• _Your task_
Filter the records below for the word "bobdonat". Copy each line that holds it.

• _Provided material_
PR #1082, opened 2026-07-07
docs: mention YouTube

mistydemeo:
I forgot this in the previous PR.

### DIFF
--- a/docs/docs/user-guide/behaviors.md
+++ b/docs/docs/user-guide/behaviors.md
@@ -81,7 +81,7 @@ The Facebook behavior is able to automate the following features:
 
 The YouTube behavior is able to automate the following features:
 
-- Selecting a video format that the crawler will be able to capture
+- Selecting a video format that the crawler will be able to capture in a single stream. Currently, this will be a .mp4 with resolution of <= 320p due to YouTube limitations.
 - Ensuring that video playback has started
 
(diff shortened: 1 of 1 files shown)


docs/docs/user-guide/behaviors.md
```diff
@@ -76,6 +77,13 @@ The Facebook behavior is able to automate the following features:
 - Viewing full-size images, audio and video
 - Viewing quoted posts
 
+### YouTube
+
+The YouTube behavior is able to automate the following features:
+
+- Selecting a video format that the crawler will be able to capture
```
ikreymer: should we say, currently single mp4 with resolution <= 320p ?

ikreymer:
```suggestion
- Selecting a video format that the crawler will be able to capture in a single stream. Currently, this will be a .mp4 with resolution of <= 320p due to YouTube limitations.
```

ikreymer: Updated!

ikreymer (approved):

docs/docs/user-guide/behaviors.md
mistydemeo: It's currently 360p - I'll update that detail in a followup.

PR #1085, opened 2026-07-08
optimizations and fixes for pending list:

### LINKED ISSUE #1061: Possible for pending list to not be cleared under some circumstances.
This can result in a very large pending list, and exceeding large log files (see: webrecorder/browsertrix#3423).

The pending list should reflect what is actually pending (eg. no more than number of workers).

ikreymer:
- call loadDirectPage() immediately instead of queuing, as async queue may grow large with unfinished pages (will revisit at a later time)
- logging: print only first 10 entries in pending list, and total size of pending list, in case the list does grow large
- state: whenever removing a url from pending list, also remove the `<crawlid>:p:<url>` lock, since the page is no longer pending, the lock key should be removed.
- fixes #1061

### DIFF
--- a/src/crawler.ts
+++ b/src/crawler.ts
@@ -2282,8 +2282,9 @@ self.__bx_behaviors.selectMainBehavior();
       return;
     }
 
-    const pendingPages = await this.crawlState.getPendingList();
-    const pending = pendingPages.length;
+    const pendingPagesFull = await this.crawlState.getPendingList();
+    const pending = pendingPagesFull.length;
+    const pendingPages = pendingPagesFull.slice(0, 10);
     const crawled = await this.crawlState.numDone();
     const failed = await this.crawlState.numFailed();
     const total = await this.crawlState.numFound();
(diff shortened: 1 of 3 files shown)


tw4l (approved):

src/crawler.ts
```diff
@@ -2282,8 +2282,9 @@ self.__bx_behaviors.selectMainBehavior();
       return;
     }
 
-    const pendingPages = await this.crawlState.getPendingList();
-    const pending = pendingPages.length;
+    const pendingPagesFull = await this.crawlState.getPendingList();
+    const pending = pendingPagesFull.length;
+    const pendingPages = pendingPagesFull.slice(0, 10);
```
tw4l, line 2287: My only question is I wonder if we should indicate somehow that this may not be the complete list, otherwise it might be unexpected

ikreymer: Hm, well `pending` is still the total number, I suppose could add something to the logs, this is mostly just for loggs, but maybe can revisit if its an issue

PR #396, opened 2020-12-02
add NodePort install

guoyongzhang:


operator/internal/installjob/install_config.go
```diff
@@ -173,6 +179,10 @@ func GetInstallConfig(vz *installv1alpha1.Verrazzano, auth *DNSAuth) (*InstallCo
 		return newOCIDNSInstallConfig(vz, auth)
 	}
 
+	if vz.Spec.Ingress.Type == installv1alpha1.NodePort {
```
bobdonat, line 182: I don't see why we are adding another type of install here.   The additional node port stuff should be incorporated into the 3 flavors we have now - xip.io, oci dns, and external.

guoyongzhang: good point. i will update

operator/scripts/install/config.sh
```diff
@@ -182,7 +182,7 @@ function validate_config_json {
 function get_verrazzano_ingress_ip {
   local ingress_type=$(get_config_value ".ingress.type")
   if [ ${ingress_type} == "NodePort" ]; then
-    ingress_ip=$(get_config_value ".ingress.nodePort.ingressIp")
+    ingress_ip=$(kubectl -n ingress-nginx get pods --selector app=nginx-ingress,component=controller -o jsonpath='{.items[0].status.hostIP}')
```
desagar, line 185: how does this work automatically? Don't you need some change in script 2 for this ingress IP to work? For KinD nodeport it is usually the worker nodes IP that is the ingress right?

guoyongzhang: script 2 calls this after nginx install, during which controller pod was bound to a node.  the container IP of this node will used as ingress IP.

guoyongzhang: script 2 change is not needed.

operator/api/v1alpha1/verrazzano_types.go
```diff
@@ -85,6 +85,9 @@ type InstallArgs struct {
 	// Value for named install argument
 	// +optional
 	Value string `json:"value,omitempty"`
+	// If the Value is a literal string
+	// +optional
+	SetString string `json:"setString,omitempty"`
```
mgianatagh, line 90: The readme files have been updated to describe the verrazzano custom resource and define each field.  Can you rebase you transaction to pick up the new readme files and add this new `setString` parameter?

operator/config/samples/install-kind.yaml
```diff
@@ -0,0 +1,27 @@
+# Copyright (c) 2020, Oracle and/or its affiliates.
```
mgianatagh, line 1: This sample file will be visible to users, so they will want to try to use it.

@gilbode are we adding Kind support to the initial release of the in-cluster installer?  If not this file should probably be removed from the PR.

gilbode: We're not explicitly supporting it for initial release.  If this is something end users will try by its location I agree we should leave this out of this repo until it works - or put the file elsewhere that makes it clear it probably won't work yet.

guoyongzhang: removed

operator/api/v1alpha1/verrazzano_types.go
guoyongzhang: added "setString" to "General format of the Verrazzano custom resource"

pfmackin: I don't understand what this setString arg is, can you explain?  I see we already have a name/value pait

guoyongzhang: It is a helm thing.  https://github.com/roboll/helmfile/issues/119 is the feature request that was implemented.

mgianatagh:
I just ran code coverage and you are going to need to add a little more test coverage.  Current coverage is at 90.4% and your PR will bring it down to 89.1%.  This will cause the build pipeline to fail on the develop branch.

mgianatagh (approved):

operator/api/v1alpha1/verrazzano_types.go
bobdonat: Shouldn't this be a boolean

• _Solution_
bobdonat, line 182: I don't see why we are adding another type of install here.   The additional node port stuff should be incorporated into the 3 flavors we have now - xip.io, oci dns, and external.
bobdonat: Shouldn't this be a boolean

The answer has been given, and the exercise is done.